The Symmetry of My UnAmerican McCarthyist Cancer

Post Syndicated from Bradley M. Kuhn original http://ebb.org/bkuhn/blog/2012/12/14/unamerican-mccarthyist-cancer.html

In mid-2001, after working for
FSF part-time for the
prior year and a half, I’d actually just started working
at FSF full-time. I’d recently relocated
to Cambridge, MA to work on-site at the FSF
offices. The phone started ringing. The aggressive Microsoft attacks
had started; the press wanted to know FSF’s response. First, Ballmer’d
said the
GPL was a cancer
.
Then, Allchin
said it was unAmerican
1. Then, Bill Gates added (rather pointlessly
and oddly) that it was
a pac-man
that eats up your business
. Microsoft even
shopped weird
talking-points to the press
as part of their botched political
axe-job on FSF.

FSF staffing levels have always been small, but FSF was even smaller
then. I led a staff of four to respond to
the near
constant press
inquiries
for the entire summer. We
coordinated speaking
engagements for RMS
related to the attacks, and got transcripts published
. We did all
the stuff that you do when the wealthiest corporation in the world
decides it wants to destroy a small 501(c)(3) charity that publishes a
license that fosters software sharing. From my point of view, I’ll
admit now that I was, back then, in slightly over my head: this was my
first-ever non-software-development job. I was new to politics, new to
management, new to just about everything that I needed to do to lead the
response to something like that. I learned fast; hopefully it was fast
enough.

The experience made a huge impression on me. I got quickly comfortable
to the idea that, if you work for a radical social justice cause,
there’s always someone powerful attacking your political
positions, but if you believe your cause is just and
what you’re doing is right, you’ll survive. I found that good non-profit
work is indeed something that just one of us can do against all that
money and power trying to crush us into
roaches
0. Non-profit work really was
the dream career I’d always wanted.

Still, the experience left me permanently distrustful of Microsoft.
I’ve tried to kept an open mind, and watch for potential change in
behavior
. I admittedly don’t think Microsoft became a friend to Free
Software in the 11 years since they put me through the wringer during
what was almost literally my first day on the job as FSF’s Executive
Director (a position I ultimately held until 2005).
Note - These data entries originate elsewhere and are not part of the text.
PR #1688, opened 2020-11-28
Wait for react server recompile synchronously

gmcgibbon:
## Description

Makes react server wait time synchronous. Without this, the current behaviour renders a page that automatically refreshes with a wait message. This is great for initial loading but for webpack hot reloads that require a full refresh, it confuses webpack. If the server is not ready, we need to wait for it synchronously and hold onto the request so that webpack can get the data it expects back from the server.

As a safety precaution, I've made it wait ~10 seconds and then fail with a 500 error (that would be surfaced by the debug middleware in dev mode) because we don't want it waiting forever.

It is either we make the proxy requests synchronous, or we change our webpack client connection code, and I think this makes more sense. Thoughts?

## Type of change

- [x] `quilt_rails` gem Minor: New feature (non-breaking change which adds functionality)

## Checklist


TheMallen (approved):

TheMallen:
Seems nicer than how it was.

atesgoral (approved):

gmcgibbon:
Was originally on top of https://github.com/Shopify/quilt/pull/1687 but this will need further work. Merging this change by itself for now.

PR #1689, opened 2020-12-02
✨ Add support for getting example postal code format

Bringer128:
## Description

The Address package supports queries to https://country-service.shopifycloud.com/graphql to pull down the list of countries. However a chunk of people who fill out the forms get the postal code format subtly wrong and get validation errors from the backend.

Today one of these validations returns the example zip in the error message from the backend. It would be great if we could include that on the front end and give the user a hint before they enter the value.

## Type of change

- [ ] `address-consts` Minor: New feature (now has a type that maps to the returned value from the API)
- [ ] `address` Minor: New feature (now queries the value from the API)

## Checklist

### DIFF
--- a/packages/address-consts/src/index.ts
+++ b/packages/address-consts/src/index.ts
@@ -77,6 +77,7 @@ export interface Country {
     show: string;
   };
   zones: Zone[];
+  zipExample: string;
 }
 
 export interface ResponseError {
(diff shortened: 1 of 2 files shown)


plentz (approved):
LGTM (I just updated the field to use the non-deprecated one)

Bringer128:
Don't have the time to follow up on this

But, I am now
somewhat sure Microsoft’s executives aren’t hatching new plans to kill
copyleft every morning anymore. Indeed, I was excited this week to see
that my colleagues at the Samba
Project acknowledged
Microsoft’s help in creating documentation
that allowed Samba to
implement compatibility with Active Directory. Even I have to admit
that companies do change, and sometimes a little bit for the better.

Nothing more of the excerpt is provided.